# We talked about Glidden paint, how about Lucite?



## johnpaint (Sep 20, 2008)

Lucite is a brand that used to very good paint many years ago, how many of you guy's use this brand and how do you feel about it?


----------



## ewingpainting.net (Jun 2, 2008)

Never heard of that paint. Ia it a national co.?


----------



## daArch (Mar 15, 2008)

They still around ?

Very good ?

I remember them as one of the first interior VINYL latexes. One of the ones that gave latex a very bad name.

I think I used some in about '67 to paint the Yearbook Room at school before we took over the Yearbook Board. It did not cover very well.
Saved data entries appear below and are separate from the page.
PR #26, opened 2025-04-10
chore: group documentation in release notes using the 'docs' label

zimeg:
### Summary

This PR updates the `MAINTAINERS_GUIDE.md` to reference the "docs" tag that upstream workflows expect when creating automagic PRs 👾 

This matches labels used in other repos such as:
- https://github.com/slackapi/bolt-js/labels
- https://github.com/slackapi/bolt-python/labels

### Requirements


lukegalbraithrussell (approved):
love to keep it casual

mwbrooks (changes requested):
📝 @zimeg Woo, thanks for keeping it chill. The shorter label is better and it's aligned with Bolt! Can we also update `release.yml` from `documentation` to `docs` so our releases detect the new label?

zimeg:
@mwbrooks Incredible callout. I'll update this now and re-review a few more things before re-requesting such review. Perhaps this was too casual a change 😉

.github/release.yml
```diff
@@ -7,6 +7,9 @@ changelog:
     - title: 🐛 Bug Fixes
       labels:
         - bug
+    - title: 📚 Documentation
+      labels:
+        - docs
```
zimeg, line 12: With the changes of #25 we should highlight changes to documentation between releases IMO!

Even if these changes are sometimes "unversioned" it can still be so interesting to follow along with these updates 👾

zimeg (commented):
📝 A note on additional changes to the meaning of this PR!

.github/release.yml
mwbrooks: ++++ totally agree! Thanks for adding this!

mwbrooks (approved):
✅ LGTM! Thanks a bunch for keeping things consistent with other repos and sprucing up our release notes 📖 ✨

zimeg:
For now I will merge this PR since followups elsewhere might still be waiting but we can revisit these notes if needed 🫡

PR #27, opened 2025-04-10
docs: fix sync issue by updating README.md logo to use GitHub URL

lukegalbraithrussell:
### Summary

This makes it an external link so we no longer need to host the image, which is creating an issue with the docs syncing. 

### Requirements


mwbrooks (approved):
✅ Thanks for fixing the sync issue. It's too bad that we can't keep it generic, but that's alright. If we update the logo, we may need to update the URL as well. 🔗

zimeg:
🤔 Do we want to follow up and remove the `.svg` from source code too? I think we can checkout one of these earlier commits as needed but I'm not sure that we're referencing it elsewhere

Perhaps they modified it since that auspicious beginning.


----------



## johnpaint (Sep 20, 2008)

Yeah: I guess they were bought out in 83, but yes I have seen them, just not used any since the late sixties.I guess they were in Walmart for sometime, but they parted ways.If you are as old as you and I you remember they used to be very big.


----------



## daArch (Mar 15, 2008)

johnpaint said:


> Yeah: I guess they were bought out in 83, but yes I have seen them, just not used any since the late sixties.I guess they were in Walmart for sometime, but they parted ways.If you are as old as you and I you remember they used to be very big.



VERY big !!!

Wasn't it sold in Sears ?


----------



## johnpaint (Sep 20, 2008)

daArch said:


> VERY big !!!
> 
> Wasn't it sold in Sears ?


Seems like I remember them being in there.


----------



## damianjwalker (Feb 17, 2009)

Lucite is still around, the local hardware store here sells it. I believe it is Pittsburgh lowest quality paint. The stuff is trash. Doesn't cover for anything. I had to use it once last year on an exterior. It took three coats over hardie to cover completely


----------



## nEighter (Nov 14, 2008)

I have never used it, nor heard of it.. sorry man


----------



## ewingpainting.net (Jun 2, 2008)

daArch said:


> VERY big !!!
> 
> Wasn't it sold in Sears ?





johnpaint said:


> Seems like I remember them being in there.


So did you guys buy your paint from Sears?


----------



## nEighter (Nov 14, 2008)

walmarts paint used to be a sw product. Still can see sw on some of the spray cans


----------



## daArch (Mar 15, 2008)

ewingpainting.net said:


> So did you guys buy your paint from Sears?



Sumthin the matter with that ? :whistling2:


We were just asking "wasn't it sold in Sears", similar to, "Isn't Valspar sold at Lowe's?" 
The real issue is USING the product itself. AND maybe in 1967 at age 18, if I was uninformed enough to buy Lucite, I may have been uninformed enough to have bought it at Sears. Back then, Sears was still a good place for many things, I still have many Craftsman tools bought in that era.


----------



## dosgris (Jan 6, 2008)

Lucite interior and exterior architectural paint was originally a DuPont product. I remember it was heavily advertised as a DIY product in the '60s and '70s. The advertising slant was by using such an easy to apply and cleanup paint, there would be ample time left for the homeowner to enjoy his weekend. The product had its own jingle "Lucite turns you loose".

Another instance in the long history of the selling out and ruination of the painting profession by paint manufaturers.


----------